── MATERIAL TO PROCESS

Issue #772, opened 2017-10-23
make sure Foundations looks a little better for the workshop in December


DanGrayson:
check line length
  formatting style
  indentation
  notations
  bullets
  localize automatic introduction
  move or delete my decidable propostion stuff

DanGrayson:
It's easy to use emacs regular expressions to convert lots of files simultaneously to better use of notations.  Should I do that outside of Foundations, or will there be too many conflicts?  I should be able to do it at least in Algebra, NumberSystems, MoreFoundations, Combinatorics.

benediktahrens:
The only PR I am a bit worried about is Cathy's [1], but that is old and
its status unclear to me.

[1] seems to be at least partially superseded by a PR that was recently
merged, where Cathy gave two traditional definitions of Dedekind cuts.

[1] https://github.com/UniMath/UniMath/pull/536

DanGrayson:
Well, I'll go ahead.  We can always figure that out later.

DanGrayson:
Benedikt, do things look good enough now, in your opinion?

benediktahrens:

────

ACTIVITY - The reply must repeat all of the records precisely.

RESULT -
Issue #772, opened 2017-10-23
make sure Foundations looks a little better for the workshop in December


DanGrayson:
check line length
  formatting style
  indentation
  notations
  bullets
  localize automatic introduction
  move or delete my decidable propostion stuff

DanGrayson:
It's easy to use emacs regular expressions to convert lots of files simultaneously to better use of notations.  Should I do that outside of Foundations, or will there be too many conflicts?  I should be able to do it at least in Algebra, NumberSystems, MoreFoundations, Combinatorics.

benediktahrens:
The only PR I am a bit worried about is Cathy's [1], but that is old and
its status unclear to me.

[1] seems to be at least partially superseded by a PR that was recently
merged, where Cathy gave two traditional definitions of Dedekind cuts.

[1] https://github.com/UniMath/UniMath/pull/536

DanGrayson:
Well, I'll go ahead.  We can always figure that out later.

DanGrayson:
Benedikt, do things look good enough now, in your opinion?

benediktahrens:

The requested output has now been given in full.